Exercise description: Find every line below with "rewrite" in it and give only how many there are.

(Records for this exercise)

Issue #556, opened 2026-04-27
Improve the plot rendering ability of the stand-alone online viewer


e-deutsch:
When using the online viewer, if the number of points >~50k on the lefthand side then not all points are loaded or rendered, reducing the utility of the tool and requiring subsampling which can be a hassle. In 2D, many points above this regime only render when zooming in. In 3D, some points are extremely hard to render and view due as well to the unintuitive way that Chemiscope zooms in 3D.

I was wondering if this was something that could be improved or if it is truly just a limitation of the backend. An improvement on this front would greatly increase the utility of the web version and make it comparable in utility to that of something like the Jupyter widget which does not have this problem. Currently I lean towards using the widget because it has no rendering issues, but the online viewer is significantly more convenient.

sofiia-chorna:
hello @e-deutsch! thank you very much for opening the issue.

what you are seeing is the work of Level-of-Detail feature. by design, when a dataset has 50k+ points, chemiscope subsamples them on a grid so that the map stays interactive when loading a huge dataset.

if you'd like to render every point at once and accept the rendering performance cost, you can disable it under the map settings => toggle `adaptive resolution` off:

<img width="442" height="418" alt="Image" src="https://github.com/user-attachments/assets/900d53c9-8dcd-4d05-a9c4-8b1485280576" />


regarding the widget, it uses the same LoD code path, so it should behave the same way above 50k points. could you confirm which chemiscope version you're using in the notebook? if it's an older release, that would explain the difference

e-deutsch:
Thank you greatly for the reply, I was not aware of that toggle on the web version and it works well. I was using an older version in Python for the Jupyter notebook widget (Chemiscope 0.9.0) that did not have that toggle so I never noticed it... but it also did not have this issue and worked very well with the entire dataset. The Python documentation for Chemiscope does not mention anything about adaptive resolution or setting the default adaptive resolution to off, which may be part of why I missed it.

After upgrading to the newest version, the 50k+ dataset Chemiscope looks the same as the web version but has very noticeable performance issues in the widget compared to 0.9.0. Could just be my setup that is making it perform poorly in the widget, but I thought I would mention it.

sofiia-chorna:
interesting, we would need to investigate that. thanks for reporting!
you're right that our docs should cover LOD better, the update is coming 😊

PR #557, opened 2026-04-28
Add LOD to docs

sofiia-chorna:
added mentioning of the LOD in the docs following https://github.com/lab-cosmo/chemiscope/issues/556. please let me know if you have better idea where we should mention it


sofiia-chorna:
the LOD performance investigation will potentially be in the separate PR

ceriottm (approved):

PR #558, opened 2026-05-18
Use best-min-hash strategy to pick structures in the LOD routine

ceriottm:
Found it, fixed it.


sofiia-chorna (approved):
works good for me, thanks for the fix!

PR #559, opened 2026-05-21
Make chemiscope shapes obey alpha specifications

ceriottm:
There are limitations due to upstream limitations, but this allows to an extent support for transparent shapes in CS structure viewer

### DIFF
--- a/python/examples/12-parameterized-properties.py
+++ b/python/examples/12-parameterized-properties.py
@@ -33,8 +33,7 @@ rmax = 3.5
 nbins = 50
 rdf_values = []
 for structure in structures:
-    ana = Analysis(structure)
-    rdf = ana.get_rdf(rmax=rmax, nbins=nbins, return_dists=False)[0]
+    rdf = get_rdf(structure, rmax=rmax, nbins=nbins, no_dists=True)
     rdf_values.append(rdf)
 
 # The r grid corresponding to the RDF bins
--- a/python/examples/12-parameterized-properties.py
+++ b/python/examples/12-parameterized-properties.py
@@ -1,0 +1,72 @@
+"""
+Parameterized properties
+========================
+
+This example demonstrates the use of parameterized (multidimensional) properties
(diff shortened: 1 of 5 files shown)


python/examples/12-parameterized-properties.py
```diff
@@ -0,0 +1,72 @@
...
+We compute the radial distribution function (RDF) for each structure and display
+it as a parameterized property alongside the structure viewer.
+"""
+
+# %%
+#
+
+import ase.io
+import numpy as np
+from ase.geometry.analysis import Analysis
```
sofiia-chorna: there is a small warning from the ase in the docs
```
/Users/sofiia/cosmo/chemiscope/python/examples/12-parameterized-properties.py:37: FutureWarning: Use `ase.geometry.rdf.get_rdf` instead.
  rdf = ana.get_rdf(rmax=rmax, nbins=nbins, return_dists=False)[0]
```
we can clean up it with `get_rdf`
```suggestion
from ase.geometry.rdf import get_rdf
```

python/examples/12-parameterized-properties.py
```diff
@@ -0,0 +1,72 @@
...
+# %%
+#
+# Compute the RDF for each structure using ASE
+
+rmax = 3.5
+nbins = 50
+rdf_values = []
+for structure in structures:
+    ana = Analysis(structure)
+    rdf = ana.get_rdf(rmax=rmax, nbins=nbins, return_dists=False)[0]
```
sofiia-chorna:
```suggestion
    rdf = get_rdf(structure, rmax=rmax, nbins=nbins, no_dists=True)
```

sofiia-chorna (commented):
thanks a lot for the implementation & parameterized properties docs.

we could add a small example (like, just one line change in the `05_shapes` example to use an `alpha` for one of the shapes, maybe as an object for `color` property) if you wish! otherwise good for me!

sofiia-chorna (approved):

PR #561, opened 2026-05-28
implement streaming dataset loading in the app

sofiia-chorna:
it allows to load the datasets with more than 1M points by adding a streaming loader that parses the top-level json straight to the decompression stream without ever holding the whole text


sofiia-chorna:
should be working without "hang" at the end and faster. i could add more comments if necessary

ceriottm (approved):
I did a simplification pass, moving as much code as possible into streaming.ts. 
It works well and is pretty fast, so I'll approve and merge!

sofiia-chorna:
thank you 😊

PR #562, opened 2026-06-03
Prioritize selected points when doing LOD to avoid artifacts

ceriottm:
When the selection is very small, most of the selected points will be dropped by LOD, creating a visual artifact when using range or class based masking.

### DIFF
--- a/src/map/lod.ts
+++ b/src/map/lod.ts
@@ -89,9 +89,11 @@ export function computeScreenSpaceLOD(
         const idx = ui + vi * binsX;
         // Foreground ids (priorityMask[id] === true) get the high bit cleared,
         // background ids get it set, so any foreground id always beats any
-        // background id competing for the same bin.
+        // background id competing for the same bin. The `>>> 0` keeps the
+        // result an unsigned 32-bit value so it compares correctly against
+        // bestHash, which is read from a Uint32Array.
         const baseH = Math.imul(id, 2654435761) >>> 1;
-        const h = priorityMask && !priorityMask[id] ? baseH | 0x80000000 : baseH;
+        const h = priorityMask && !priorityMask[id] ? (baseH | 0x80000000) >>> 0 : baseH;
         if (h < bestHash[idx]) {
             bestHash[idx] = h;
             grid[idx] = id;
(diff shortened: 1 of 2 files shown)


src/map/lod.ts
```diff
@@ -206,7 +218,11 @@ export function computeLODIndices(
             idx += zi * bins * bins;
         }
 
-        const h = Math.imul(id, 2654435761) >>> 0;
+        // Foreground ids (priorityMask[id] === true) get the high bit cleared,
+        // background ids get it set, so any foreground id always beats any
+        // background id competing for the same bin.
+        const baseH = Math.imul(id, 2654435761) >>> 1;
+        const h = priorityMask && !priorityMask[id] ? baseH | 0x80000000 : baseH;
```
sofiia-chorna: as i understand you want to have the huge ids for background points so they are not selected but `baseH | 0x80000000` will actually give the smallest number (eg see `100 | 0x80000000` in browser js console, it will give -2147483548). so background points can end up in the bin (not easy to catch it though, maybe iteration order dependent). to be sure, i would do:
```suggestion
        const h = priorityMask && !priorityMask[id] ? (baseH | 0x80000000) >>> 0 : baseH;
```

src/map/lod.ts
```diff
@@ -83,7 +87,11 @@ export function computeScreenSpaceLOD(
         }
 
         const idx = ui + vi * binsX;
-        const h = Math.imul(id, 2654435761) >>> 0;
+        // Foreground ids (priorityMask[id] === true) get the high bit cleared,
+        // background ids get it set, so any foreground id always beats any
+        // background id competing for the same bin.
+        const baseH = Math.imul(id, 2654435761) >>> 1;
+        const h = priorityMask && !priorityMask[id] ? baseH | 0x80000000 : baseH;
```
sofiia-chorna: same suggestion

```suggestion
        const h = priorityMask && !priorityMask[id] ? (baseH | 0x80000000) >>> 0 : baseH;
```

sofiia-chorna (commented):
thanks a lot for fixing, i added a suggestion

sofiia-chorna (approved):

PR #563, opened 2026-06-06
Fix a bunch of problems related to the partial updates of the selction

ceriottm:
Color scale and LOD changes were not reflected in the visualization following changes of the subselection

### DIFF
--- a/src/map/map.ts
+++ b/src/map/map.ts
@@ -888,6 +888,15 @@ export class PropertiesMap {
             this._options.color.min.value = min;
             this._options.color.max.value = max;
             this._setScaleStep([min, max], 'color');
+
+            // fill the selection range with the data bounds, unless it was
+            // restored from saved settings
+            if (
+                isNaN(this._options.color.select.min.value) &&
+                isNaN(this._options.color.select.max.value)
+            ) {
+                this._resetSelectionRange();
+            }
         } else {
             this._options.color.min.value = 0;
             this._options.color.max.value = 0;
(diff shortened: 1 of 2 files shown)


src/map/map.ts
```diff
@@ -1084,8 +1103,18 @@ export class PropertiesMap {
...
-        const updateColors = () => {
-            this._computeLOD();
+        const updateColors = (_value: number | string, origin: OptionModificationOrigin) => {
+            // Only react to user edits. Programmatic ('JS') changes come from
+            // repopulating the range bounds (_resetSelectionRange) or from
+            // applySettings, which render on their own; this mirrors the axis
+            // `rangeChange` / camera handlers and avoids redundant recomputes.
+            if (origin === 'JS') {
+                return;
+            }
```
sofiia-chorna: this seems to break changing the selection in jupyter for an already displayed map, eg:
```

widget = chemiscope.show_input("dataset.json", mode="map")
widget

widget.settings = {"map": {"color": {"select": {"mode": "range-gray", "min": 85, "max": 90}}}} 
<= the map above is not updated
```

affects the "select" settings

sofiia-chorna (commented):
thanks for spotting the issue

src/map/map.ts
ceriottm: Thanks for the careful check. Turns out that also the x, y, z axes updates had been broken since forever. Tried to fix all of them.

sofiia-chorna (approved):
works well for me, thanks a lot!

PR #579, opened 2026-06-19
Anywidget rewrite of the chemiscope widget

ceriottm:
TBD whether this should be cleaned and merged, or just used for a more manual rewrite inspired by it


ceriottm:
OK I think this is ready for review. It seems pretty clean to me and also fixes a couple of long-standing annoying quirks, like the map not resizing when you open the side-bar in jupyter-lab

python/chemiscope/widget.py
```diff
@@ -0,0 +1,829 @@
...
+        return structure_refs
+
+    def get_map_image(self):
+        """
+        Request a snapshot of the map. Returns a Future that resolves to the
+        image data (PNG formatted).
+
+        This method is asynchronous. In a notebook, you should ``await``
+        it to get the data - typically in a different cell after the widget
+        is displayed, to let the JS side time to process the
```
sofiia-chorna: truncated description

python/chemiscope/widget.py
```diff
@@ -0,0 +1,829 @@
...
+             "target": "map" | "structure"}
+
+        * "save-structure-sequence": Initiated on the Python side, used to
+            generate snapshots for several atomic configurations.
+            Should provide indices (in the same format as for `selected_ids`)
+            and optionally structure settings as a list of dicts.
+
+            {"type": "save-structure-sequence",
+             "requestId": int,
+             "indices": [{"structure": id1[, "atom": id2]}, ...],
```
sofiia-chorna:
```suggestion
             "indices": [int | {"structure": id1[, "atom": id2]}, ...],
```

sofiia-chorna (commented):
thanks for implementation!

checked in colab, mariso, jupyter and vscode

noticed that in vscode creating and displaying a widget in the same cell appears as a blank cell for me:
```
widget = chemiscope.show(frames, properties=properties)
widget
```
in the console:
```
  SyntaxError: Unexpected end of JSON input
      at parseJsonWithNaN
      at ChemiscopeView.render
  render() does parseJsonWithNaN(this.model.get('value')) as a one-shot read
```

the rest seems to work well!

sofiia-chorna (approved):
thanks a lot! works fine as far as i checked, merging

(End Records for this exercise)

Your response: 2